Kastamonu Üniversitesi’nde 33.Yıl Dönümünde Hocalı Katliamı Anıldı

Kastamonu Üniversitesi’nde “Karabağ Sorunu ve 33. Yıl Dönümünde Hocalı Katliamını Anma Programı” düzenlendi.

Kastamonu Üniversitesi’nde 33.Yıl Dönümünde Hocalı Katliamı Anıldı
04.03.2025
133
A+
A-

Kastamonu Üniversitesi Merkez Kütüphanesi Cemil Meriç Konferans Salonu’nda Türk Dünyası Gençlik Topluluğu tarafından “Karabağ Sorunu ve 33. Yıl Dönümünde Hocalı Katliamını Anma Programı” düzenlendi.
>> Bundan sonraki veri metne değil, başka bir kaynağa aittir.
PR #47, opened 2023-10-17
feat(buckets): Backoff when retrying upserts and retry creation if a bucket is being deleted

UnseenWizzard:


api/clients/buckets/bucket.go
```diff
@@ -194,6 +204,9 @@ func (c Client) Create(ctx context.Context, bucketName string, data []byte) (Res
 	}, nil
 }
 
+var DeletingBucketErr = errors.New("cannot update bucket that is currently being deleted")
+var UpdateStepFailed = errors.New("failed ")
```
UnseenWizzard, line 208: - [ ] @UnseenWizzard remove, not used

clients/buckets/bucket.go
```diff
@@ -0,0 +1,569 @@
+// @license
```
UnseenWizzard, line 1: Note: This is functionally the same `api/client/buckets` client as before, but direct calls to the rest.Client are replaced with using the newly introduced "plain API CRUD" bucket client.

(automation for now is just moved without introducing the plain API client, so we can review the concept on one sample)

api/clients/buckets/bucket.go
```diff
@@ -100,469 +39,63 @@ func WithRetrySettings(maxRetries int, durationBetweenTries time.Duration, maxWa
...
-	}
-
-	for _, o := range option {
-		o(c)
 	}
 
 	return c
 }
 
-// Get retrieves a bucket definition based on the provided bucketName. The function sends a GET request
```
UnseenWizzard, line 112: Note: I've omitted documentation for now, this initial change is just so we can review the concept.

api/clients/buckets/bucket.go
```diff
@@ -100,469 +39,63 @@ func WithRetrySettings(maxRetries int, durationBetweenTries time.Duration, maxWa
...
-		if _, err := c.awaitBucketState(ctx, bucketName, removed); err != nil {
-			return Response{}, err
-		}
-		return c.Create(ctx, bucketName, data)
-	}
-	return apiResp, err
-}
-
-func (c Client) create(ctx context.Context, bucketName string, data []byte) (rest.Response, error) {
+func (c Client) Create(ctx context.Context, bucketName string, data []byte) (rest.Response, error) {
```
UnseenWizzard, line 52: The biggest question I have about this level of client is, what types should they return?

For now, I've stuck to `rest.Response`, as `api.Response` already needs some logic to be constructed.
This is not noticeable here, but will be for automation -> IMO a plain API client for automation should not resolve pagination and thus just return one rest.Response which might contain info about additional pages.

If these clients shouldn't use `api.Response` though, it should probably move up to the new `client/` package level too.

clients/buckets/bucket.go
```diff
@@ -0,0 +1,569 @@
...
+	resp, err := c.apiClient.Delete(ctx, bucketName)
+	if err != nil {
+		return api.Response{}, fmt.Errorf("unable to delete object with bucket name %q: %w", bucketName, err)
+	}
+	if !resp.IsSuccess() {
+		return api.Response{StatusCode: resp.StatusCode, Data: resp.Payload, Request: resp.RequestInfo}, nil
+	}
+
+	// await bucket being successfully deleted
+	timoutCtx, cancel := context.WithTimeout(ctx, c.retrySettings.maxWaitDuration)
```
Laubi, line 340:
```suggestion
	timeoutCtx, cancel := context.WithTimeout(ctx, c.retrySettings.maxWaitDuration)
```

Laubi (approved):

Laubi (approved):

PR #61, opened 2023-12-20
fix: make GetGroupDto.Uuid a required value (not a pointer)

jskelin:
Generated code made `GetGroupDto.Uuid` a pointer although by the OpenAPI definition, this field is always present. This change will make UUID not a pointer.

Does any work need to be done in the generator?


warber:
@jskelin IMO, making manual changes to generated code is very bad practice. Hence I would rather propose to either adapt the template or (preferably) the json schema.

jskelin:
until team decision on design aborted

PR #13608, opened 2021-11-04
console/sshd: Improve background calls for port forwarding

Vogtinator:
The ssh calls in the background spam the serial terminal with debug messages,
which confuses serial input functions, leading to wait_serial not matching
and wasting a minute of waiting for each mismatch.

Write the debug output into log files and display it at the end instead.
Also make use of background_script_run.

- Verification run: http://10.160.67.86/tests/1112

Took 29s instead of 1min50s or more (https://openqa.opensuse.org/tests/2010513#step/sshd/1)

### DIFF
--- a/tests/console/sshd.pm
+++ b/tests/console/sshd.pm
@@ -116,8 +116,8 @@ sub run {
 
     # Port forwarding (bsc#1131709 bsc#1133386)
     assert_script_run "echo 'sshd.pm: Testing port forwarding' | logger";
-    assert_script_run "( ssh -vNL 4242:localhost:22 $ssh_testman\@localhost & )";
-    assert_script_run "( ssh -vNR 0.0.0.0:5252:localhost:22 $ssh_testman\@localhost & )";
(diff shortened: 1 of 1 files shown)


pdostal:
What if one of the following commands fail?

Vogtinator:
> What if one of the following commands fail?

Then the post fail hook runs, same as before?

pdostal:
> > What if one of the following commands fail?
> 
> Then the post fail hook runs, same as before?

You switched from `assert_script_run()` to `background_script_run()` and I don't see openQA to be waiting for the results of those commands. Can you please help me to understand it?

Vogtinator:
> > > What if one of the following commands fail?
> > 
> > 
> > Then the post fail hook runs, same as before?
> 
> You switched from `assert_script_run()` to `background_script_run()` and I don't see openQA to be waiting for the results of those commands. Can you please help me to understand it Fabian?

It did not do that before either, the `assert_` part was a noop.

If the commands fail, then the forwarding is not set up and one of the later calls will fail.

pdostal (approved):
Thank you @Vogtinator. I  didn't see the `& )` part in the original code.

Moderatörlüğünü İletişim Fakültesi Dekan Yardımcısı Doç. Dr. Can Ceylân’ın yaptığı programda İnsan ve Toplum Bilimleri Fakültesi öğretim üyesi Prof. Dr. Namig Musali, “Türkmençay Antlaşması’ndan Günümüze Karabağ Sorununun Tarihi ve Hocalı Katliamı” başlıklı konuşmasıyla İktisadi ve İdari Bilimler Fakültesi Dr. Öğr. Üyesi Elşan İzzetgil ise “İkinci Karabağ Savaşı’nın Türkiye-Azerbaycan, Bölgesel ve Küresel İlişkilere Yansıması” başlıklı konuşmasıyla katıldı.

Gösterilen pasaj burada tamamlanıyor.